TASK OBJECTIVE
Every entry that follows should be output again, word for word.

Dataset entries:
╭──

PR #396, opened 2022-06-22
MI: Add endpoint iterators, and allow scanning from MCTP endpoints on dbus

jk-ozlabs:
The MCTP userspace infrastructure provides the set of discovered endpoints over dbus. This series adds a facility to query that list for endpoints that report support for the NVMe-MI protocol, and add them to the `nvme_root_t`.

With that information, we can add iterators to traverse the results of the scan.

This dbus mechanism is conditional on the low-level sdbus interface library, provided by libsystemd, and is enabled/disabled at `meson setup`.

As always, comments, queries, etc. are most welcome.

### DIFF
--- a/src/nvme/mi-mctp.c
+++ b/src/nvme/mi-mctp.c
@@ -21,6 +21,12 @@
 
 #include <ccan/endian/endian.h>
 
+#ifdef CONFIG_LIBSYSTEMD
+#include <systemd/sd-event.h>
+#include <systemd/sd-bus.h>
+#include <systemd/sd-id128.h>
+#endif
+
 #include "private.h"
 #include "log.h"
 #include "mi.h"
@@ -73,6 +79,10 @@ struct nvme_mi_transport_mctp {
 	__u8	eid;
 	int	sd;
 };
+
+#define MCTP_DBUS_PATH "/xyz/openbmc_project/mctp"
+#define MCTP_DBUS_IFACE "xyz.openbmc_project.MCTP"
+#define MCTP_DBUS_IFACE_ENDPOINT "xyz.openbmc_project.MCTP.Endpoint"
 
 static const struct nvme_mi_transport nvme_mi_transport_mctp;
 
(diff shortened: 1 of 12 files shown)


igaw (changes requested):
- add to all function/definitions in mi.h proper documentation. I just realized it really looks a bleak right now.
 - use consistently `/* */` for comments and not `//` for consistency reasons. 
 - I don't think we should mix the library code and a D-Bus service daemon. If I understood it correctly, the D-Bus parts are not depending on any internal APIs, so it could be placed into a separate file (even directory).

jk-ozlabs:
> * add to all function/definitions in mi.h proper documentation. I just realized it really looks a bit bleak right now.

Sure, can do! I'll add those as a preliminary patch.
 
> * use consistently `/* */` for comments and not `//` for consistency reasons.

No problem, will update.
 
> * I don't think we should mix the library code and a D-Bus service daemon. If I understood it correctly, the D-Bus parts are not depending on any internal APIs, so it could be placed into a separate file (even directory).

The dbus service daemon isn't included here, that's a separate component (part of the general MCTP tools, at https://github.com/CodeConstruct/mctp ). This addition requests the discovered NVMe-capable endpoints from that daemon. Is that still OK?

jk-ozlabs:
> misread it then

On re-reading my PR description, I totally see how it could be read that way - sorry for any ambiguity.

To clarify: `mctpd`, shipped as part of the general MCTP tools, performs MCTP endpoint discovery and enumeration - somewhat like DHCP, but also keeping track of the protocols advertised by each endpoint.

These patches add support for libnvme to query `mctpd` for endpoints that support the NVMe-over-MCTP protocol, and then use that to populate the endpoints list.

I'll update the series with your requested changes tomorrow, might be best to save any further review for then :)

igaw:
Thanks for explaining. I think this explanation could (should?) go into our documentation, e.g. in doc/mi.rst(.in).

jk-ozlabs:
Looks like I hit a difference in the init process from https://github.com/linux-nvme/libnvme/pull/397 ; fixing now.

igaw:
The tests are working! Hurray!

jk-ozlabs:
Any objections from exporting `nvme_mi_init_ep()` in the symbol map, but leaving out of the public headers?

This would allow our tests to use the "actual" mi_init, rather than re-implementing it (and then getting it wrong) within the test code.

igaw:
Ooops, sorry about this. Please go ahead and export it. Not sure why it's not in the header.

jk-ozlabs:
> Ooops, sorry about this. Please go ahead and export it. Not sure why it's not in the header.

It's intentionally not in the (public) header because it's only part of the core <--> transport interface, not the public interface.

We do have it in `src/private.h` so that it's available for transports to use, but they don't need the export in the .map, of course.

I'd still like to keep it in private.h, but it's a little unconventional to have it in the .map but not headers, I guess.

igaw:
Got it. Maybe move the symbol to an extra section in the map? So that we can later remove it if we want to?

jk-ozlabs:
ooh, that's a good idea, I'll check it out.

(the tests define their own fake transport, so the awkwardness here is that the test code is both providing a transport, as well as using the public API...)

jk-ozlabs:
OK, proposed in #400, but I'm happy to come up with a different approach if you prefer.

Once that's sorted I'll rebase this.

igaw:
The whole thing is a tradeoff. I think it's an acceptable compromise for the time being.

jk-ozlabs:
Rebased onto the test library changes, and re-tested on hardware.

src/nvme/mi-mctp.c
```diff
@@ -194,11 +194,28 @@ static void nvme_mi_mctp_close(struct nvme_mi_ep *ep)
...
+	struct nvme_mi_transport_mctp *mctp;
+	char *s;
+
+	if (ep->transport != &nvme_mi_transport_mctp)
+		return NULL;
+	mctp = ep->transport_data;
+
+	s = malloc(100);
+	if (s) {
+		snprintf(s, 100, "net %d eid %d", mctp->net, mctp->eid);
```
igaw, line 218: asnprintf() could be used here.

src/nvme/mi.c
```diff
@@ -616,3 +617,28 @@ void nvme_mi_close_ctrl(nvme_mi_ctrl_t ctrl)
...
+
+	len = 30;
+	len += strlen(ep->transport->name);
+	if (ts)
+		len += strlen(ts);
+
+	s = malloc(len);
+	if (s) {
+		if (ts)
+			snprintf(s, len, "%s: %s", ep->transport->name, ts);
```
igaw, line 648: the `strlen` and `malloc` dance looks a bit awkward. `asprintf` avoids this altogether

igaw (approved):
Looks good.  The documentation bits  about the D-Bus interaction are really helpful.

There is just the `strlen`-`malloc` dance which is a bit awkward and could really make use of `asprintf`

jk-ozlabs:
Sure - if you're OK with using `asprintf`, I'll update that.

I might even make the transport->desc API take a fixed-sized string, avoiding one of those allocations.

igaw:
There are already users of asprintf in nvme-cli and libnvme. This ship has sailed :)

jk-ozlabs:
now with less `malloc`!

╰──

ANSWER TO THIS EXERCISE
PR #396, opened 2022-06-22
MI: Add endpoint iterators, and allow scanning from MCTP endpoints on dbus

jk-ozlabs:
The MCTP userspace infrastructure provides the set of discovered endpoints over dbus. This series adds a facility to query that list for endpoints that report support for the NVMe-MI protocol, and add them to the `nvme_root_t`.

With that information, we can add iterators to traverse the results of the scan.

This dbus mechanism is conditional on the low-level sdbus interface library, provided by libsystemd, and is enabled/disabled at `meson setup`.

As always, comments, queries, etc. are most welcome.

### DIFF
--- a/src/nvme/mi-mctp.c
+++ b/src/nvme/mi-mctp.c
@@ -21,6 +21,12 @@
 
 #include <ccan/endian/endian.h>
 
+#ifdef CONFIG_LIBSYSTEMD
+#include <systemd/sd-event.h>
+#include <systemd/sd-bus.h>
+#include <systemd/sd-id128.h>
+#endif
+
 #include "private.h"
 #include "log.h"
 #include "mi.h"
@@ -73,6 +79,10 @@ struct nvme_mi_transport_mctp {
 	__u8	eid;
 	int	sd;
 };
+
+#define MCTP_DBUS_PATH "/xyz/openbmc_project/mctp"
+#define MCTP_DBUS_IFACE "xyz.openbmc_project.MCTP"
+#define MCTP_DBUS_IFACE_ENDPOINT "xyz.openbmc_project.MCTP.Endpoint"
 
 static const struct nvme_mi_transport nvme_mi_transport_mctp;
 
(diff shortened: 1 of 12 files shown)


igaw (changes requested):
- add to all function/definitions in mi.h proper documentation. I just realized it really looks a bleak right now.
 - use consistently `/* */` for comments and not `//` for consistency reasons. 
 - I don't think we should mix the library code and a D-Bus service daemon. If I understood it correctly, the D-Bus parts are not depending on any internal APIs, so it could be placed into a separate file (even directory).

jk-ozlabs:
> * add to all function/definitions in mi.h proper documentation. I just realized it really looks a bit bleak right now.

Sure, can do! I'll add those as a preliminary patch.
 
> * use consistently `/* */` for comments and not `//` for consistency reasons.

No problem, will update.
 
> * I don't think we should mix the library code and a D-Bus service daemon. If I understood it correctly, the D-Bus parts are not depending on any internal APIs, so it could be placed into a separate file (even directory).

The dbus service daemon isn't included here, that's a separate component (part of the general MCTP tools, at https://github.com/CodeConstruct/mctp ). This addition requests the discovered NVMe-capable endpoints from that daemon. Is that still OK?

jk-ozlabs:
> misread it then

On re-reading my PR description, I totally see how it could be read that way - sorry for any ambiguity.

To clarify: `mctpd`, shipped as part of the general MCTP tools, performs MCTP endpoint discovery and enumeration - somewhat like DHCP, but also keeping track of the protocols advertised by each endpoint.

These patches add support for libnvme to query `mctpd` for endpoints that support the NVMe-over-MCTP protocol, and then use that to populate the endpoints list.

I'll update the series with your requested changes tomorrow, might be best to save any further review for then :)

igaw:
Thanks for explaining. I think this explanation could (should?) go into our documentation, e.g. in doc/mi.rst(.in).

jk-ozlabs:
Looks like I hit a difference in the init process from https://github.com/linux-nvme/libnvme/pull/397 ; fixing now.

igaw:
The tests are working! Hurray!

jk-ozlabs:
Any objections from exporting `nvme_mi_init_ep()` in the symbol map, but leaving out of the public headers?

This would allow our tests to use the "actual" mi_init, rather than re-implementing it (and then getting it wrong) within the test code.

igaw:
Ooops, sorry about this. Please go ahead and export it. Not sure why it's not in the header.

jk-ozlabs:
> Ooops, sorry about this. Please go ahead and export it. Not sure why it's not in the header.

It's intentionally not in the (public) header because it's only part of the core <--> transport interface, not the public interface.

We do have it in `src/private.h` so that it's available for transports to use, but they don't need the export in the .map, of course.

I'd still like to keep it in private.h, but it's a little unconventional to have it in the .map but not headers, I guess.

igaw:
Got it. Maybe move the symbol to an extra section in the map? So that we can later remove it if we want to?

jk-ozlabs:
ooh, that's a good idea, I'll check it out.

(the tests define their own fake transport, so the awkwardness here is that the test code is both providing a transport, as well as using the public API...)

jk-ozlabs:
OK, proposed in #400, but I'm happy to come up with a different approach if you prefer.

Once that's sorted I'll rebase this.

igaw:
The whole thing is a tradeoff. I think it's an acceptable compromise for the time being.

jk-ozlabs:
Rebased onto the test library changes, and re-tested on hardware.

src/nvme/mi-mctp.c
```diff
@@ -194,11 +194,28 @@ static void nvme_mi_mctp_close(struct nvme_mi_ep *ep)
...
+	struct nvme_mi_transport_mctp *mctp;
+	char *s;
+
+	if (ep->transport != &nvme_mi_transport_mctp)
+		return NULL;
+	mctp = ep->transport_data;
+
+	s = malloc(100);
+	if (s) {
+		snprintf(s, 100, "net %d eid %d", mctp->net, mctp->eid);
```
igaw, line 218: asnprintf() could be used here.

src/nvme/mi.c
```diff
@@ -616,3 +617,28 @@ void nvme_mi_close_ctrl(nvme_mi_ctrl_t ctrl)
...
+
+	len = 30;
+	len += strlen(ep->transport->name);
+	if (ts)
+		len += strlen(ts);
+
+	s = malloc(len);
+	if (s) {
+		if (ts)
+			snprintf(s, len, "%s: %s", ep->transport->name, ts);
```
igaw, line 648: the `strlen` and `malloc` dance looks a bit awkward. `asprintf` avoids this altogether

igaw (approved):
Looks good.  The documentation bits  about the D-Bus interaction are really helpful.

There is just the `strlen`-`malloc` dance which is a bit awkward and could really make use of `asprintf`

jk-ozlabs:
Sure - if you're OK with using `asprintf`, I'll update that.

I might even make the transport->desc API take a fixed-sized string, avoiding one of those allocations.

igaw:
There are already users of asprintf in nvme-cli and libnvme. This ship has sailed :)

jk-ozlabs:
now with less `malloc`!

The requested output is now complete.